- Opening Delimiter -
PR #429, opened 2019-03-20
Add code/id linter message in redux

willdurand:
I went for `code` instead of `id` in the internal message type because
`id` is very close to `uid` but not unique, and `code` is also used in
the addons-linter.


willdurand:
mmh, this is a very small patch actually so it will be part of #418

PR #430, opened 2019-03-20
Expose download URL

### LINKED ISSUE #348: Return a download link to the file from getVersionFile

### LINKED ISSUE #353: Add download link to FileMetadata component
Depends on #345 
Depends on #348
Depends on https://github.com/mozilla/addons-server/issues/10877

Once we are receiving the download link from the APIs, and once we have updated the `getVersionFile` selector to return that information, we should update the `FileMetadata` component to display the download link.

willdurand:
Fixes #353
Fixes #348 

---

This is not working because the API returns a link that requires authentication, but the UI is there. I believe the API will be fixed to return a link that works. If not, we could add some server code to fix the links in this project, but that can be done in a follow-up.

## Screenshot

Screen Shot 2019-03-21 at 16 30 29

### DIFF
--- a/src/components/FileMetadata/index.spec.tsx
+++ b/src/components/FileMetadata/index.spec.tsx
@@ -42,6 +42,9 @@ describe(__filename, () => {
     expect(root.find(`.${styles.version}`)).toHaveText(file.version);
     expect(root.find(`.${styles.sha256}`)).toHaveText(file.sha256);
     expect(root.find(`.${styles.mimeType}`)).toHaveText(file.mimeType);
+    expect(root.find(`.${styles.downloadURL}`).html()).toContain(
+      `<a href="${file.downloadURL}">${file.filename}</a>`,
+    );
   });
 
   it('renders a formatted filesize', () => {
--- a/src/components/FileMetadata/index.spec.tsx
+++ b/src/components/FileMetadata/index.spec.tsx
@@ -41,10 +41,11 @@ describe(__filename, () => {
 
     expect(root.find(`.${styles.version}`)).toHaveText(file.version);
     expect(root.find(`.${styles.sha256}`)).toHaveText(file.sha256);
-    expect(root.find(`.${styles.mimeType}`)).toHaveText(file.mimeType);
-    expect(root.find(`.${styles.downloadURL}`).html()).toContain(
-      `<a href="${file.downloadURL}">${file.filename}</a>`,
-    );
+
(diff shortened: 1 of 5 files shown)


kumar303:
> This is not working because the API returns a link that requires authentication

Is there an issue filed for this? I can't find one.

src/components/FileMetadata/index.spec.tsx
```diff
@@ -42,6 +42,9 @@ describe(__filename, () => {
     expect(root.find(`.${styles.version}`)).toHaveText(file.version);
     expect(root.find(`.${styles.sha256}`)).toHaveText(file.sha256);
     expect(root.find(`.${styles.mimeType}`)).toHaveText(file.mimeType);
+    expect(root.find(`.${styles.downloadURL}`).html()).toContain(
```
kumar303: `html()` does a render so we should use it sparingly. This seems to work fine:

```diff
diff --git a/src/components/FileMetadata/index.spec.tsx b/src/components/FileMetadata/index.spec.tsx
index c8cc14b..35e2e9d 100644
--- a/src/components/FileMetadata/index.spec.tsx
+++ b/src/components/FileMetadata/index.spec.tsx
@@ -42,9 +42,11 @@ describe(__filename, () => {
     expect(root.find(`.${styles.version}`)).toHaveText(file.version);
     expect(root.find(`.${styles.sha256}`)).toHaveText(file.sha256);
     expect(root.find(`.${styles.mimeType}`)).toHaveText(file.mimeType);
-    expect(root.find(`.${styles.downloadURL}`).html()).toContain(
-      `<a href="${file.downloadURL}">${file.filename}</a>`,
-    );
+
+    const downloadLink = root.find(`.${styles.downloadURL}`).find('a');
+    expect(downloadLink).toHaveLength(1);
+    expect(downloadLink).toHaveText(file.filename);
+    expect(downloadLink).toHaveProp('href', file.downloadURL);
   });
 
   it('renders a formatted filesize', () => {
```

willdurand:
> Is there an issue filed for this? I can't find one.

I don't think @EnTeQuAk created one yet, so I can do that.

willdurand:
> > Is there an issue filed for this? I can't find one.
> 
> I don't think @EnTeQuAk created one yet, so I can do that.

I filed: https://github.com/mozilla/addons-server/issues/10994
- Closing Delimiter -
- Opening Delimiter -
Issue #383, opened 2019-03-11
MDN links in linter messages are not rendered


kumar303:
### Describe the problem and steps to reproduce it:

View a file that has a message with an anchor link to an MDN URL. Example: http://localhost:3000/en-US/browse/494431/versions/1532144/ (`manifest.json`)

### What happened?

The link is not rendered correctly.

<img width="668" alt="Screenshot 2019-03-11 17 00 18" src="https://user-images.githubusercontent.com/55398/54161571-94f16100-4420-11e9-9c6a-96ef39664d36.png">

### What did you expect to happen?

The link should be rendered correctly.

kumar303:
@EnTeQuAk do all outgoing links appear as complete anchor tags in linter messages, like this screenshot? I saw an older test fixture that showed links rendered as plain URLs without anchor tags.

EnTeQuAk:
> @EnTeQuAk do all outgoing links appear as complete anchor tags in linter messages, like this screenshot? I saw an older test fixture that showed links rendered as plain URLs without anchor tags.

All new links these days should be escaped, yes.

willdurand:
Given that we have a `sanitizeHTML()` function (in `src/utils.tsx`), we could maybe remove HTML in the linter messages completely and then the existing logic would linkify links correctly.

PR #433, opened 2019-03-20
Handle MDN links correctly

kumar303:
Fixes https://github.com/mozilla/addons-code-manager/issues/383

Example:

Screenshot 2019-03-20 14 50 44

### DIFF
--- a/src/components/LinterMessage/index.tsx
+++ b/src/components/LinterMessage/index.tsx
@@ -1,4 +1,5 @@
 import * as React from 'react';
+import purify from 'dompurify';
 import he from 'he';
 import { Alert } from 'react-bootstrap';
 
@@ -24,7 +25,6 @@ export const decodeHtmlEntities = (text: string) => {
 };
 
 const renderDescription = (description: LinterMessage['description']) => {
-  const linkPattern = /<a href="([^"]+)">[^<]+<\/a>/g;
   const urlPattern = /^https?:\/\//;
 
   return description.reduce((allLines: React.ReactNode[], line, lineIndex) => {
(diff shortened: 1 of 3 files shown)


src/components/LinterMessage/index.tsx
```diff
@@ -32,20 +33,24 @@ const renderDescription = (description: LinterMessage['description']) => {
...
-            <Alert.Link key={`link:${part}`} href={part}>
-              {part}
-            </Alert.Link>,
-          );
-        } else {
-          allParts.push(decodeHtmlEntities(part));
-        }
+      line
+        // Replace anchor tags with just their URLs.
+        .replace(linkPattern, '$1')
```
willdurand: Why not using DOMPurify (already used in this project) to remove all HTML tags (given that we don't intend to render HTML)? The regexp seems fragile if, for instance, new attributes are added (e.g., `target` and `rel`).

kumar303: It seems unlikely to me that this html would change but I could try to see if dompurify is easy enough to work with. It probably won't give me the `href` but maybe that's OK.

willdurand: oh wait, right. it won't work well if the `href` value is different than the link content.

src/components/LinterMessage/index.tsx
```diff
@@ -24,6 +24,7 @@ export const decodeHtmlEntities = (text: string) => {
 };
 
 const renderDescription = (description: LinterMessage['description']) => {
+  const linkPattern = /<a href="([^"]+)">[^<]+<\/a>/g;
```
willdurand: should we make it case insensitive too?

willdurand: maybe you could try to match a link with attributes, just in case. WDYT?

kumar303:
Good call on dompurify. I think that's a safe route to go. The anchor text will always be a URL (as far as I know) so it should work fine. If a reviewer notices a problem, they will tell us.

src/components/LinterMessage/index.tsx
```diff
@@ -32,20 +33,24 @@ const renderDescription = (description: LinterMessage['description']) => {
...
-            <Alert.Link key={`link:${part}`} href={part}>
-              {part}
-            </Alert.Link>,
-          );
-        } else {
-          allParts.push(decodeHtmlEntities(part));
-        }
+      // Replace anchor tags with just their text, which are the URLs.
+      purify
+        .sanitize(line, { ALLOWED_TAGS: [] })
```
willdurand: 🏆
- Closing Delimiter -
- Opening Delimiter -
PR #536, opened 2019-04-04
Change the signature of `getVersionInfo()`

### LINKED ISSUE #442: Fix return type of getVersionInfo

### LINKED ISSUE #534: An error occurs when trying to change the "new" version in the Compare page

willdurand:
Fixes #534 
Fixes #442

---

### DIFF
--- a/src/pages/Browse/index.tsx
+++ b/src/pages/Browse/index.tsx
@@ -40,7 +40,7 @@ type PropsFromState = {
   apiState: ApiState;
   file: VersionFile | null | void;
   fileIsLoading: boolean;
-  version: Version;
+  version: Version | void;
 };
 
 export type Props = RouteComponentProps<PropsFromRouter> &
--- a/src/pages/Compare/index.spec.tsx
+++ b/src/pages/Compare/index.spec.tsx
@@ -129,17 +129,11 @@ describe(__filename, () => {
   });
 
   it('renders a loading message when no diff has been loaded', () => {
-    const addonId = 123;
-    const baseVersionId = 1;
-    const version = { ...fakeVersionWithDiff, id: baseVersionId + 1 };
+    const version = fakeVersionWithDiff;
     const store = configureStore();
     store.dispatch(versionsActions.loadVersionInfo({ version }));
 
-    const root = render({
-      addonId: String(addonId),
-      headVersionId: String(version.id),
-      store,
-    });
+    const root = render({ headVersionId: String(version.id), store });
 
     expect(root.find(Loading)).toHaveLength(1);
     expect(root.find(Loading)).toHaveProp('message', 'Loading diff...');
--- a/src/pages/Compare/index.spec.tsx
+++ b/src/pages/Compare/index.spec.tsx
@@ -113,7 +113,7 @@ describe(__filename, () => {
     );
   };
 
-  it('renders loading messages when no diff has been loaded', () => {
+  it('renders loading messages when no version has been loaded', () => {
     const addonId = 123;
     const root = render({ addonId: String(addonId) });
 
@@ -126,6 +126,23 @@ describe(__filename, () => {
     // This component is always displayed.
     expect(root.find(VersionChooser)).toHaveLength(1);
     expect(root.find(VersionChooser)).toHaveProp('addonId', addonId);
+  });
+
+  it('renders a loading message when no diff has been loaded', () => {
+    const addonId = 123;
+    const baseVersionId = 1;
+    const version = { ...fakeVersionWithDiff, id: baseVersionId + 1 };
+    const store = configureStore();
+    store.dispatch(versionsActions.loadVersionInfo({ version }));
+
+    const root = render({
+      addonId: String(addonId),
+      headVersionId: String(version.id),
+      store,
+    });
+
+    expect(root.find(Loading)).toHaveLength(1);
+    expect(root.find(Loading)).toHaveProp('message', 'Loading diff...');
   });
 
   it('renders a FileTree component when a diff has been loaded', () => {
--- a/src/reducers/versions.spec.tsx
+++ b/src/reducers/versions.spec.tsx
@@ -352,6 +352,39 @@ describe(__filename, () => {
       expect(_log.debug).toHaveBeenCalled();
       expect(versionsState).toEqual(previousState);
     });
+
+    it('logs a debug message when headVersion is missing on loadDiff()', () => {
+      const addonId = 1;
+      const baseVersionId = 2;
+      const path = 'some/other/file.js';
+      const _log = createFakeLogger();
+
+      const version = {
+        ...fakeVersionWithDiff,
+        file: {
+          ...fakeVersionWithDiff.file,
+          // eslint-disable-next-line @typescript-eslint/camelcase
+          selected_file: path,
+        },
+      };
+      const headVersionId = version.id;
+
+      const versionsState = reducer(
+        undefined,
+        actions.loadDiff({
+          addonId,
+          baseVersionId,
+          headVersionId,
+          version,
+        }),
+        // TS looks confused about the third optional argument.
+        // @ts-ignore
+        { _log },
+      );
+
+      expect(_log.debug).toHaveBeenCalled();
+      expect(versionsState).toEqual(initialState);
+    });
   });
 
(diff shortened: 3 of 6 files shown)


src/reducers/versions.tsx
- Closing Delimiter -
Task statement:
Scan the entries above. Copy each line that has the string "store".

Exercise solution:
     const store = configureStore();
     store.dispatch(versionsActions.loadVersionInfo({ version }));
-      store,
+    const root = render({ headVersionId: String(version.id), store });
+    const store = configureStore();
+    store.dispatch(versionsActions.loadVersionInfo({ version }));
+      store,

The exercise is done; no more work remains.